3. Old stuff
          3.2. Old physio stuff (around 2005)
              3.2.8. Microbiology
                  3.2.8.1. Gram-positive cocci
                      3.2.8.1.2. Streptococcus
 3.2.8.1.2.3. Streptococcus pneumoniae 

Streptococcus Pneumoniae

a.k.a. pneumonococcus.

Characteristics/Epidemiology

Obligate parasite of human

Nasopharynx in carriers.

Pathogenesis/Transmission

Droplets from nose in carriers.

 

 

Pathogenicity

1. Capsule

Capsule is antiphagocytic (protection from PMN in absence of anti-capsular antibodies), and antigenic.

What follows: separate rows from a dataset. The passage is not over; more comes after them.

PR #857, opened 2025-10-11
fix: fix markdown embed image issue

ggqshr:
The new version of **react-markdown** cannot display images in the **embed** format. This issue can be fixed by following the method provided in the corresponding repository. Related issue: [https://github.com/remarkjs/react-markdown/issues/774#issuecomment-1743115270](https://github.com/remarkjs/react-markdown/issues/774#issuecomment-1743115270).

### DIFF
--- a/ui/src/common/Markdown.tsx
+++ b/ui/src/common/Markdown.tsx
@@ -6,7 +6,11 @@ import gfm from 'remark-gfm';
 // Copy from mlflow/server/js/src/shared/web-shared/genai-markdown-renderer/GenAIMarkdownRenderer.tsx
 // Related PR: https://github.com/mlflow/mlflow/pull/16761
 const urlTransform: UrlTransform = (value) => {
-    if (value.startsWith('data:image/png;') || value.startsWith('data:image/jpeg;') || value.startsWith('data:image/gif;')) {
+    if (
+        value.startsWith('data:image/png;') ||
+        value.startsWith('data:image/jpeg;') ||
+        value.startsWith('data:image/gif;')
+    ) {
         return value;
     }
     return defaultUrlTransform(value);


eternal-flame-AD:
Hi, thanks for the contribution.

The security model of markdowns in gotify is it should at least not XSS. This seems to me will allow `javascript:` URLs to be rendered

It seems like the discussion you quoted says you should use defaultUrlTransform by default and explicitly handle other known good cases if needed.

ggqshr:
Understood, this indeed poses some security concerns. So, if we specially handle embedded image URLs and use defaultUrlTransform for non-image URLs, would this approach work?


Related PR: https://github.com/mlflow/mlflow/pull/16761#discussion_r2210268695

eternal-flame-AD:
Nice find, that should do it. I would match a semicolon after that as well just in case.

ggqshr:
Done, and I also agree to include the semicolon in the match.

ui/src/common/Markdown.tsx
```diff
@@ -1,7 +1,17 @@
 import React from 'react';
-import ReactMarkdown from 'react-markdown';
+import ReactMarkdown, {defaultUrlTransform} from 'react-markdown';
+import type {UrlTransform} from 'react-markdown';
 import gfm from 'remark-gfm';
 
+// Copy from mlflow/server/js/src/shared/web-shared/genai-markdown-renderer/GenAIMarkdownRenderer.tsx
+// Related PR: https://github.com/mlflow/mlflow/pull/16761
+const urlTransform: UrlTransform = (value) => {
+    if (value.startsWith('data:image/png;') || value.startsWith('data:image/jpeg;')) {
```
jmattheis: In the gotify/android we support [a few more formats](https://developer.android.com/media/platform/supported-formats#image-formats), maybe we could add image/gif here too? This seems like a commonly used format. For the rest we can wait until someone reports an issue.

ggqshr:
Good point! I've added support for GIFs — that seems like a sensible addition. We can wait for further reports before adding more formats.

PR #869, opened 2025-11-01
Fix overlapping audio notifications for high-priority messages

### LINKED ISSUE #850: Throttle notification sound in web UI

85 capsular serotypes, 20 of which accounts for majority of infections.

2. Autolysin

Peptidoglycan hydrolase in bacterial cell wall.

Normally inactive.

Can be triggered fo by surface-active agents, beta-lactam antibiotics, or aging.

Causes (s. pneumoniae) cell lysis, producing pneumolysin.

3. Pneumolysin

Normally within the cytosol of intact s. pneumoniae.

Released by autolysin.

Causes lysis by attacking mammalian cell membrane.

Clinical significance

Most common cause of pneumonia and otitis media

More susceptible individuals - malnutrition, alcoholism, post viral respiratory infections, immunocompromised, sickle cell disease, splenectomy.

1. Acute bacterial pneumonia

Often preceded by an upper respiratory viral infection.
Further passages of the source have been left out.